PR #187, opened 2017-11-06
Check if balance is high enough to unvote

### LINKED ISSUE #186: Voting with max semux cause unable to devote
I gave some user 1534.95 vote (i had 1535 and 0.05 was the fee) now i can't devote. It shouldn't let people to max their votes or at least give a warning about devote.

phash:
resolves #186
just gives a warning to the user

### DIFF
--- a/src/main/java/org/semux/gui/panel/DelegatesPanel.java
+++ b/src/main/java/org/semux/gui/panel/DelegatesPanel.java
@@ -349,6 +349,16 @@ public class DelegatesPanel extends JPanel implements ActionListener {
             } else if (value == 0L) {
                 JOptionPane.showMessageDialog(this, MessagesUtil.get("VotesGreaterThanZero"));
             } else {
+                // Only a warning!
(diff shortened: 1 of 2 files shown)


src/main/java/org/semux/gui/panel/DelegatesPanel.java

TASK REQUIREMENTS » Copy out exactly, and only, the lines from the one that contains "-349,6 +349,16 @@" through the last line of the material above.

ANSWER TO THE EXERCISE »
@@ -349,6 +349,16 @@ public class DelegatesPanel extends JPanel implements ActionListener {
             } else if (value == 0L) {
                 JOptionPane.showMessageDialog(this, MessagesUtil.get("VotesGreaterThanZero"));
             } else {
+                // Only a warning!
(diff shortened: 1 of 2 files shown)


src/main/java/org/semux/gui/panel/DelegatesPanel.java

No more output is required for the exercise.